Ms Leidlein said the economic sitiuation was a coincidence and did not drive her to start the Newtown Education Foundation. Ms Leidlein said she first learned of education foundations from Lorraine Santore, a former member of the Newtown Board of Education, “and I thought what a great thing for Newtown to have.”

From being a teacher and, “Having that knowledge, made me anxious to help our community,” Ms Leidlein said, “the community in which I live, the community where my children go to school. I see the great things their teachers do every day, and what a great thing it is to be able to help them.”

The Newtown Education Foundation, according to Ms Leidlein, is a way to help further education in town without burdening tax payers.

“Everybody wants great schools,” said Ms Leidlein, “but it is really hard for people on fixed incomes to keep paying more and more and more to have those great schools. So we have to be creative.”

When she first learned about education foundations, she started researching online, and attended a conference in October for the Consortium of Connecticut Education Foundations. Ms Leidlein said each year the conference is held to teach communities what education foundations in the area are doing.

“There’s also programs that will help existing education foundations to go beyond what they are already doing, and to grow” said Ms Leidlein. “It’s filled with a lot of resources.”

Another conference is scheduled for October 6 at the Crowne Plaza Hartford-Cromwell Hotel in Cromwell. Ms Leidlein said if anyone is interested in attending this event they can email her at newtownedfoundation@charter.net.

“Most people when I say we are interested in starting an education foundation are very interested in what and how the education foundation is going to help the community,” said Ms Leidlein. “So I think people are very positive about it. They see a necessity for it. I think once it gets up and going a little bit more, and we are able to send out more information to the public, we will become more widely known.”

Ms Leidlein said possible projects include an annual appeal, sending out information to the community to gather donations. She said setting up specific areas for people to donate to may also be possible in the future, like specifically donating to a science or art project.

The foundation also hopes to set up grants for which teachers and students can apply.

Ms Leidlein said the foundation will be working separately from the school district, but will work to support it where possible.

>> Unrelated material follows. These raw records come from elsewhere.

PR #1304, opened 2024-03-21
PARQUET-2456: Avoid type name conflicts on fixed type

RustedBones:
Fixed types with identical names create name type conflicts

For instance, if a parquet message type contains several repeated fixed types, the following error will be thrown:
```
org.apache.avro.SchemaParseException: Can't redefine: array
```

Use the same conflict resolution trick used for record types.


wgtmac (approved):
+1

Thanks for the fix! Would you mind creating a JIRA issue for this?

“We certainly don’t want to give a grant for something outside the curriculum or something that the school district does not want to see happen,” said Ms Leidlein. “We’re hoping to have a good relationship with the school district, and any way the school district could help us to get the word out, we would appreciate that. We also want people to understand that this is not controlled by the public schools in Newtown. This is an independent organization that is working with the schools.”